EXERCISE MATERIAL Start Marker

Issue #1552, opened 2025-11-20
How to achive tracing per gateway?


pkalemba:
Hi!﻿

I'm currently testing the ai-gateway, and I found documentation about OTEL tracing, but it describes global tracing. Is there any option to enable it per gateway?﻿

I'd like to configure tracing selectively for specific gateway instances rather than enabling it across the entire setup. Could you point me to the relevant configuration options or documentation?﻿

Thanks in advance!﻿

sqaisar:
This will be really nice if we could add OTEL_EXPORTER_OTLP_ENDPOINT in the CRDs rather than defining it in the ai gateway controller's helm chart configs. 

It'll be a really nice feature. I don't think it exists today.

sqaisar:
@pkalemba  I've opened the above PR https://github.com/envoyproxy/ai-gateway/pull/1561 that adds that support to define environment variables per route giving it the ability to define tracing config per ai gateway deployment.
let's see if that gets approved and merged.

mathetake:
yeah this is a valid request. however, unfortunately, #1561 is not the way to go. Because of the how request-body-based (model name) routing is performed, the filter configuration (extproc config) is gateway-wide side effect, and the env var like this should be a gateway-scoped configuration instead of router level (as you see, the PR has appending multiple env var configs from multiple routes). The "ai gateway filter config" `filterConfig` will be deprecated soon anyways (see below), and the existing cpu/memory config shouldn't exist there too (historically before we could only attach one route to a gateway, hence the resource config is there).

The path forward IMO is introduce "GatewayConfig" CRD in our API where we allow the config like this as well as the resource (cpu/memory) config, and use the annotation to indicate the configuration attached to a Gateway object. Then, when we promote the existing v1alpha1 API to beta, I would suggest to drop the `filterConfig` field from AIGatewayRoute cc @johnugeorge @yuzisun 

Meanwhile, you can already deploy AIGW in any namespace and specify the watch target namespace, and that would allow you to configure the different tracing config for multiple Gateways. I hope this helps

nacx:
Agree that routes are not the right places to configure such things. This is an `infrastructure` concern and, as such, should be configured outside the scope of a route.

[...]

PR #1561, opened 2025-11-24
feat: allow AIGatewayRoute to define environment variables

sqaisar:
**Description**

This PR introduces the ability to define environment variables for the external processor container directly within the `AIGatewayRoute` CRD. This allows for per-gateway configuration of environment variables, which is particularly useful for use cases like configuring tracing (e.g., `OTEL_EXPORTER_OTLP_HEADERS`) or other runtime settings specific to a single gateway instance without affecting others.

Key changes include:
- Added `ExtProcEnv` field to `AIGatewayRouteSpec` to support custom environment variables.
- Updated the gateway mutator to apply these environment variables to the external processor container.
- Added comprehensive tests to ensure environment variables are applied correctly and isolated per gateway.
- Updated documentation to reflect how to use this feature for configuration.

**Example Usage**

You can now specify environment variables for the external processor in your `AIGatewayRoute` configuration under `spec.filterConfig.externalProcessor.env`. These variables are applied specifically to the external processor container associated with this gateway route.

```yaml
kind: AIGatewayRoute
metadata:
  name: my-ai-gateway
spec:
  filterConfig:
    type: ExternalProcessor
    externalProcessor:
      env:
        - name: OTEL_EXPORTER_OTLP_HEADERS
          value: "api-key=secret-token"
        - name: LOG_LEVEL
          value: "debug"
  rules:
    - backendRefs:
        - name: my-ai-backend
```

**How it works**

When the AI Gateway controller reconciles the `AIGatewayRoute`, it checks for the presence of `spec.filterConfig.externalProcessor.env`. If defined, these environment variables are injected into the external processor container of the corresponding Gateway deployment.

- **Isolation**: The environment variables are scoped to the specific Gateway instance managed by this `AIGatewayRoute`. They do not affect other gateways or the global controller configuration.
- **Merging**: These variables are merged with any default environment variables required by the system. If there's a conflict, the values defined in `AIGatewayRoute` take precedence (depending on the specific merging logic implemented, but typically specific overrides general).

https://github.com/envoyproxy/ai-gateway/issues/1552

The implementation ensures that environment variables defined in one `AIGatewayRoute` do not leak into other gateways or the global configuration. Verification tests covering `mutatePod` have been added to confirm this isolation.

### DIFF
--- a/internal/controller/gateway_mutator_per_gateway_env_test.go
+++ b/internal/controller/gateway_mutator_per_gateway_env_test.go
@@ -84,3 +84,102 @@ func TestGatewayMutator_mutatePod_PerGatewayEnvVars(t *testing.T) {
 	}
 	require.Equal(t, expectedEnvVars, extProcContainer.Env)
 }
+
+func TestGatewayMutator_mutatePod_NoSideEffects(t *testing.T) {
+	fakeClient := requireNewFakeClientWithIndexes(t)
+	fakeKube := fake2.NewClientset()
+	// Initialize with global env vars
+	g := newTestGatewayMutator(fakeClient, fakeKube, "", "", "", "GLOBAL_VAR=global-value", "", false)
+
+	// Route 1 with specific env var
+	const gwName1, gwNamespace = "gateway-1", "test-namespace"
+	err := fakeClient.Create(t.Context(), &aigv1a1.AIGatewayRoute{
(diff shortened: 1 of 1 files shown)


mathetake:
https://github.com/envoyproxy/ai-gateway/issues/1552#issuecomment-3572705608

EXERCISE MATERIAL End Marker

YOUR GOAL:
Please report every line in the entries above that holds the string "feature".

OUTPUT FOR THIS TASK:
It'll be a really nice feature. I don't think it exists today.
- Updated documentation to reflect how to use this feature for configuration.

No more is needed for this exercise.